Thanks guys!! I just checked the switch layout and it matches what mcknib's diagram. I'm cleaning the flux and reflowing right now. I'll let you know in a few minutes if it worked.
Yes it was powered by 9v when I tried sound. No sound travels through in either mode


----------



## carlinb17 (Nov 28, 2021)

great posting updated images helps a lot.


----------



## Uglycatstudio (Nov 28, 2021)

Just reflowed and cleaned off excess flux, same issue.
I also checked, no bridges between solder (may appear in picture, but those are plastic hair from cleaning with a brush)


----------



## carlinb17 (Nov 28, 2021)

Can you check your input jack I think it’s wired wrong


----------



## Uglycatstudio (Nov 29, 2021)

If you're refering to the 9v, yes the center is positive on purpose. I ordered metal 9v jacks thinking they would be superior, but forgot the polarity is center negative and positive would conduct against the enclosure. Waiting on plastic jacks as we speak, the 9v adapter has been modified for this and is also centre positive


----------



## Mcknib (Nov 29, 2021)

Can't see your input and output jacks completely they should be wired like this 

As @carlinb17 suspects they may be wrong if one or both jacks are wired incorrectly you'd get no signal


----------



## Uglycatstudio (Dec 3, 2021)

Thanks, that was one problem. The pedal now passes very low volume in both bypass and on. Led does not light up, and tone control shrieks when over 1oclock.


----------



## Uglycatstudio (Dec 3, 2021)

Oh and sorry for the delay in response, I was work during the week and didn't have a chance to troubleshoot. The help is very much appreciated


----------



## carlinb17 (Dec 4, 2021)

so your on the right track now, can you repost images of both sides of your board so we can the reflow and cleanup.


----------



## Uglycatstudio (Dec 5, 2021)

Here are the updated pictures


----------



## carlinb17 (Dec 5, 2021)

are you using lead free solder?


----------



## fig (Dec 5, 2021)

These may be backwards.











..and maybe a few others...unless they are bi-polar.


----------



## Uglycatstudio (Dec 5, 2021)

carlinb17 said:


> are you using lead free solder?


No, it contains lead. light duty rosin core.


----------



## Uglycatstudio (Dec 5, 2021)

fig said:


> These may be backwards.
> 
> 
> 
> ...


Hmmm, I'm checking my diagram and the C3 and C11 and is positive up.

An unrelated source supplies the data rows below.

PR #490, opened 2020-04-02
GUACAMOLE-1006: Provide implementations for List properties.

necouchman:
Provides some basic implementations for `String` and `URI` list properties in `guacamole-ext`, in anticipation of those being required for things like LDAP and RADIUS server redundancy.

Also, note that I switched over to semicolon delimiting for these - that's worth some discussion, but my rationale for that is that some URIs - LDAP ones, for instance - rely on the ability to use commas to separate LDAP DNs within the URI, so, one way or the other we need to address that.


mike-jumper:
What do you think about enhancing [`Environment`](https://guacamole.apache.org/doc/guacamole-ext/org/apache/guacamole/environment/Environment.html) such that it inherently supports retrieving an ordered `Collection` of property values?

It could then be up to the `GuacamoleProperty` implementation to decide how to represent multiple values (if at all).

necouchman:
Sounds good - I will take a look.

necouchman:
@mike-jumper Okay, I've started down path that I think is approximately what you're suggesting, while trying to avoid breaking everything in the process. So, instead of making `getProperty()` and/or `getRequiredProperty()` return a collection, I added a new set of methods, `getPropertyCollection()` and `getRequiredPropertyCollection()` that are intended to parse into a Collection. 

This would rely on each of the properties to implement a new `getValueCollection()` method, which I've provided a default implementation for in `GuacamoleProperty` that basically says "not yet implemented."

Let me know if this looks good, sane, reasonable, etc., or if there's a better solution? I could break everything and make `getValue()`, `getProperty()`, and `getRequiredProperty()` return collections instead of individual values, if that's preferable?

guacamole-ext/src/main/java/org/apache/guacamole/environment/Environment.java
```diff
@@ -118,20 +124,103 @@ public <Type> Type getProperty(GuacamoleProperty<Type> property)
...
+     * @return
+     *     A sorted collection of the the parsed values of the property as read
+     *     from guacamole.properties.
+     * 
+     * @throws GuacamoleException
+     *     If an error occurs while parsing the value for the given property in
+     *     guacamole.properties.
+     */
+    public <Type> Collection<Type> getPropertyCollection(
+            GuacamoleProperty<Type> property) throws GuacamoleException;
```
mike-jumper, line 166: As this is an `interface`, we'll need to provide `default` implementations for sake of backward compatibility. I suggest:

1. Internally pulling the raw value as a `String` leveraging `StringGuacamoleProperty`.
2. Passing that raw value to `parseValueCollection()` of `property` to get the requested, parsed value.

guacamole-ext/src/main/java/org/apache/guacamole/properties/URIListGuacamoleProperty.java
```diff
@@ -0,0 +1,78 @@
...
+/**
+ * A GuacamoleProperty whose value is a List of URIs. The string value
+ * parsed to produce this list is a semicolon-delimited list.
+ * Duplicate values are ignored, as is any whitespace following delimiters.
+ * To maintain compatibility with the behavior of Java properties in general,
+ * only whitespace at the beginning of each value is ignored; trailing
+ * whitespace becomes part of the value.
+ */
+public abstract class URIListGuacamoleProperty
+        implements GuacamoleProperty<List<URI>> {
```
mike-jumper, line 40: Looks good, however in the context of these changes I think this should be implemented via adding collection support to the existing `URIGuacamoleProperty`.

guacamole-ext/src/main/java/org/apache/guacamole/properties/GuacamoleProperty.java
```diff
@@ -49,5 +51,25 @@
      *                            provided value.
      */
     public Type parseValue(String value) throws GuacamoleException;
+    
+    /**
+     * Parses the given string value into a sorted Collection of values of the
+     * type associated with this GuacamoelProperty.
```
mike-jumper, line 57: GuacamoleProperty*

guacamole-ext/src/main/java/org/apache/guacamole/properties/GuacamoleProperty.java
```diff
@@ -49,5 +51,25 @@
      *                            provided value.
      */
     public Type parseValue(String value) throws GuacamoleException;
+    
+    /**
+     * Parses the given string value into a sorted Collection of values of the
```
mike-jumper, line 56: What do you mean by "sorted" here? Is the order of the values not determined by the property implementation?

guacamole-ext/src/main/java/org/apache/guacamole/properties/GuacamoleProperty.java
```diff
@@ -49,5 +51,25 @@
...
+     * @param value
+     *     The string value to parse.
+     * 
+     * @return
+     *     A sorted Collection of the parsed values.
+     * 
+     * @throws GuacamoleException 
+     *     If an error occurs while parsing the provided value.
+     */
+    default public Collection<Type> parseValueCollection(String value)
```
mike-jumper, line 68: We should note the default behavior in the documentation such that implementations that inherit this implementation will have that behavior documented. It may otherwise be surprising to a developer invoking `parseValueCollection()` that the property they're using doesn't support being parsed as a collection.

guacamole-ext/src/main/java/org/apache/guacamole/properties/GuacamoleProperty.java
```diff
@@ -49,5 +51,25 @@
...
+            throws GuacamoleException {
+        
+        throw new GuacamoleServerException("Collection parsing not implemented for this property type.");
```
mike-jumper, line 71: This should be a `GuacamoleUnsupportedException`. Another option could be something like `Collections.singletonList(parseValue(value))`.

guacamole-ext/src/main/java/org/apache/guacamole/environment/Environment.java
```diff
@@ -118,20 +124,103 @@ public <Type> Type getProperty(GuacamoleProperty<Type> property)
...
+     * @throws GuacamoleException
+     *     If an error occurs while parsing the value for the given property in
+     *     guacamole.properties.
      */
     public <Type> Type getProperty(GuacamoleProperty<Type> property,
             Type defaultValue) throws GuacamoleException;
 
+    /**
+     * Given a GuacamoleProperty, parses and returns a sorted Collection of the
+     * value set for that property in guacamole.properties, if any.
```
mike-jumper, line 149: As it's up to the property implementation to support being read as a `Collection`, I think we should document here and in other `getPropertyCollection()` flavors that not all properties support being read as multiple values and that it's up to the property implementation to define how multiple values are parsed, if at all.

mike-jumper (changes requested):

necouchman:
@mike-jumper Okay, I've re-worked the implementation, here, providing support within the existing property classes for parsing and retrieving lists of values.

mike-jumper (changes requested):
`default` implementations for new functions were added to the `GuacamoleProperty` interface, but I think they're missing from `Environment`.

Otherwise, LGTM!

necouchman:
> `default` implementations for new functions were added to the `GuacamoleProperty` interface, but I think they're missing from `Environment`.
> 
> Otherwise, LGTM!

Okay, I think I managed to get these default implemented correctly in the `Environment` interface, but for some reason it was a bit of a mind-bending exercise on the order of the spoon in The Matrix.

mike-jumper (approved):
Slick approach - I see what you mean about the spoon.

Do you have a pcb revision for the board you posted? Mines a pcb003, maybe the schematic I downloaded is not the right revision?


----------



## peccary (Dec 5, 2021)

Uglycatstudio said:


> Hmmm, I'm checking my diagram and the C3 and C11 and is positive up. Do you have a pcb revision for the board you posted? Mines a pcb003, maybe the schematic I downloaded is not the right revision?


Looks like the version currently online was updated in June. The image @fig posted is the main image from the PCB store site. Best way to tell would be to see what your board says but if you bought it recently I'd think that the docs are likely correct for your board. Can't hurt to double check, just in case.


----------



## carlinb17 (Dec 5, 2021)

Uglycatstudio said:


> No, it contains lead. light duty rosin core.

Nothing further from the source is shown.